→ SUPPLIED MATERIAL:
■ ■ ■ ■

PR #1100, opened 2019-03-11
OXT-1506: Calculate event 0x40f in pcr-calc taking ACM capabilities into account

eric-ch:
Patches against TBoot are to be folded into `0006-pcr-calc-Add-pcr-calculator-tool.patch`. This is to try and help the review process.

■ ■ ■ ■

Set down exactly, and only, the lines from the one with "OXT-1506: Calculate event" to the final line of the data.

→ EXERCISE RESULT:
OXT-1506: Calculate event 0x40f in pcr-calc taking ACM capabilities into account

eric-ch:
Patches against TBoot are to be folded into `0006-pcr-calc-Add-pcr-calculator-tool.patch`. This is to try and help the review process.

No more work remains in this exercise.